Candela es, desde que nació, la luz de nuestra vida. Fue una bebé muy buscada, y su llegada nos unió todavía más como pareja.
Educamos a nuestra hija en la libertad de poder elegir en todo momento lo que ella quería o no quería hacer, siempre y cuando sus decisiones respetaran la libertad de los demás. Intentamos educarla en la diferencia de lo que estaba bien y lo que estaba mal. O al menos en la diferencia de lo que nosotros creíamos que estaba bien y estaba mal. En ese sentido siempre ha sido una niña muy rígida, algo que relacionábamos con nuestra forma de educarla.
Más allá de esa educación, Candela siempre ha sido una niña muy sociable e inteligente. Desde que era niña podías mantener con ella conversaciones de persona adulta, y cuando un tema le interesaba, podía darte unas lecciones dignas de cualquier clase de universidad. También se mostraba muy cariñosa con nosotros, quizás demasiado dependiente de nuestra compañía, pero eso no lo sabíamos entonces.
Durante la primaria notamos en ella algunas dificultades a la hora de estudiar y enfrentarse a las pruebas escritas de las materias de más peso curricular como matemáticas y lengua. Estas materias no le interesaban tanto como otros temas de los que podía pasar horas hablando.
Secundaria fue el hostiazo.
Pasar de un espacio tan recogido y acogedor como era el colegio, donde llevaba desde los 3 años con los mismos compañeros y los mismo profesores, a un instituto nuevo, que implicaba hacer amigos nuevos, aulas masificadas, un profesor para cada materia, y la friolera de casi 600 alumnos en los recreos, desencadenó en Candela unas señales que gracias al apoyo de los profesores y a la relación que teníamos con ella pudimos ver a tiempo.
Empezó sutilmente, pero se manifestaba a lo grande. Pequeños cortes en la cara interna de los muslos, redacciones personales sobre amores imposibles, la muerte de los padres, el fracaso y la autoestima escritas con mucha tristeza y melancolía encontradas en su habitación, una disminución progresiva de las quedadas con sus antiguos amigos… Y la gota que nos hizo saltar todas las alarmas. Una contestación de muy malas maneras a su profesora de matemáticas porque Candela se negó a salir a la pizarra y la profe la regañó.
Fuimos a hablar con la profesora y la orientadora del instituto y tuvimos la suerte de que esta orientadora había sido psicóloga antes de dedicarse a esta nueva profesión.
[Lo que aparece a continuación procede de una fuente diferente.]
PR #294, opened 2017-07-07
Add download script

dianashk:
Connected to pelias/pelias#506

Add download script that will download any files listed in the new config section.
Config can now contain `imports.openstreetmap.download` which is an array of objects with `sourceURL` properties.
If the download config option is not specified, the entire latest planet file will be downloaded.
All downloaded files are saved to the path specified by `imports.openstreetmap.datapath`.


util/download_data.js
```diff
@@ -0,0 +1,57 @@
...
+      process.exit(1);
+    }
+    logger.info('All done!');
+  });
+}
+
+function download(callback) {
+  let sources;
+
+  if (!_.isEmpty(config.imports.openstreetmap.download)) {
```
orangejulius: if you swap the two clauses of this if/else you can get rid of the negation operator and the code reads slightly cleaner. plus we need to save those exclamation points for when we are excited about something! :P

util/download_data.js
```diff
@@ -0,0 +1,57 @@
...
+    sources = _.map(config.imports.openstreetmap.download, (source) => source.sourceURL);
+  }
+  else {
+    sources = [
+      'http://planet.openstreetmap.org/pbf/planet-latest.osm.pbf'
```
orangejulius: So on the one hand, the planet file makes sense as a default because it's what we would use in production, and because it has everything. But it's also really really really big. I could imagine someone just going with the defaults and being very confused when their local machine crumbles under the weight of trying to import all of OSM.

I'm not sure there's a better solution though. We could link to one of our smaller "standard" extracts like Berlin, London, NYC, etc, but then we are defaulting to data that isn't relevant to everyone.

There might not be an ideal solution, anyone have any ideas?

util/download_data.js
```diff
@@ -0,0 +1,57 @@
...
+      callback
+    );
+  });
+}
+
+function downloadSource(config, sourceUrl, callback) {
+  const targetDir = config.imports.openstreetmap.datapath;
+
+  logger.debug(`downloading ${sourceUrl} to ${targetDir}`);
+  child_process.exec(`cd ${targetDir} && { curl -L -X GET --silent --remote-name ${sourceUrl}; cd -; }`, callback);
```
orangejulius: What does the `cd` at the end accomplish? Shouldn't each child_process exec inherit the working directory from wherever the importer is started, and thus only require the first `cd`?

README.md
```diff
@@ -28,6 +28,14 @@ $ npm install
 ## Download data
```
tigerlily-he: Now there are two ways of downloading data: (1) manually from Metro Extracts, OSM, or Geofabrik or (2) via specifying URL in config and running `npm run download`. 

For the first option, the `openstreetmap.download` property is irrelevant. And you don't need to run `npm run download`.

For the latter method, it makes more sense to see the "Configuration" section before running `$ PELIAS_CONFIG=<path-to-config> npm run download`. `imports.openstreetmap.datapath` specifies the directory which the pbf file _will be_ downloaded to.

I think the instructions would be clearer if "Download Data" split into the "Manually" and "Using Download Script" and each included the specific steps and example config file. Or, the sections can remain as is but with notes on which step is necessary for which option.

schema.js
```diff
@@ -15,6 +16,9 @@ module.exports = Joi.object().keys({
       import: Joi.array().items(Joi.object().keys({
         filename: Joi.string()
       }).requiredKeys('filename').unknown(true)),
+      download: Joi.array().items(Joi.object().keys({
+        sourceURL: Joi.string()
```
tigerlily-he: If the source URLs are all `http` or `https`, then the Joi schema can be stricter: `Joi.string().uri({ scheme: /https?/ })`

orangejulius: A lot of geo people are old-school. someone's going to want `ftp` :P

util/download_data.js
tigerlily-he: Default to nothing and throw error that a source needs to be specified?

tigerlily-he:
Downloads are much more convenient now because everything is centralized in the config! It doesn't overwrite existing files, which is great. 

The download data script works as long as the sourceURL is valid.  I misspelled a "london" in the URL (https://s3.amazonaws.com/metro-extracts.mapzen.com/lndon_england.osm.pbf) and `lndon_england.osm.pbf` got downloaded (it just contains html error).

Also, I tried throwing `https://mapzen.com/` into the `sourceURL` field and still got the download success message "all done". If no file got downloaded, an error message can be thrown.

util/download_data.js
dianashk: Yeah, I struggled with this a bit too, but ultimately the entire planet IS the default. :) Hopefully, people can rely on the docs to keep them out of these potential pitfalls. Also, this can always be updated in the future if we get feedback from the community.

schema.js
dianashk: good idea, @tigerlily-he, but unfortunately I think @orangejulius is right about some folks still relying on older tools.

dianashk:
### Update:

Thanks all for the thoughtful feedback. I believe I've addressed all of it with the latest commits. Please have another look.

dianashk:
Oops, missed the README suggestions from @tigerlily-he. Will take care of it now.

dianashk:
Merging and opening a separate issue to clean up download documentation.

Fue ella la que nos recomendó llevar a Candela a terapia y fue gracias a ella que esta situación se pilló a tiempo.
Después de muchos especialistas, tanto de la pública como de la privada, y de varios diagnósticos, el más sonado era el de TDAH acompañado de un cuadro de depresión. De lo primero quizás podríamos haber encontrado alguna pista si hubiéramos sido expertos y hubiéramos prestado más atención a los detalles, pero desde luego, algo que nos han dejado muy claro los especialistas, es que la depresión no es culpa de nadie. Candela sufrió un cuadro depresivo y no fue culpa nuestra, sin embargo es gracias a nosotros (entre otras muchas personas) que está saliendo de ella.
Acompañada de esta depresión llegó una fobia al instituto que se solventó con un Hospital de día en el que hay sanitarios y profesores, y que ayudan al alumnado de salud mental a seguir al día con sus actividades educativas.
Para nosotros este diagnóstico fue un mazazo. No lo vimos venir, pero lo cogimos con ganas. Nos estamos enfrentando a él como podemos, y hacemos todo lo que está a nuestro alcance para poder ayudar a Candela. Esto nos afecta a todos, pero no es culpa de nadie. Es lo que más me ha costado aprender de este proceso del que todavía aprendo cosas cada día.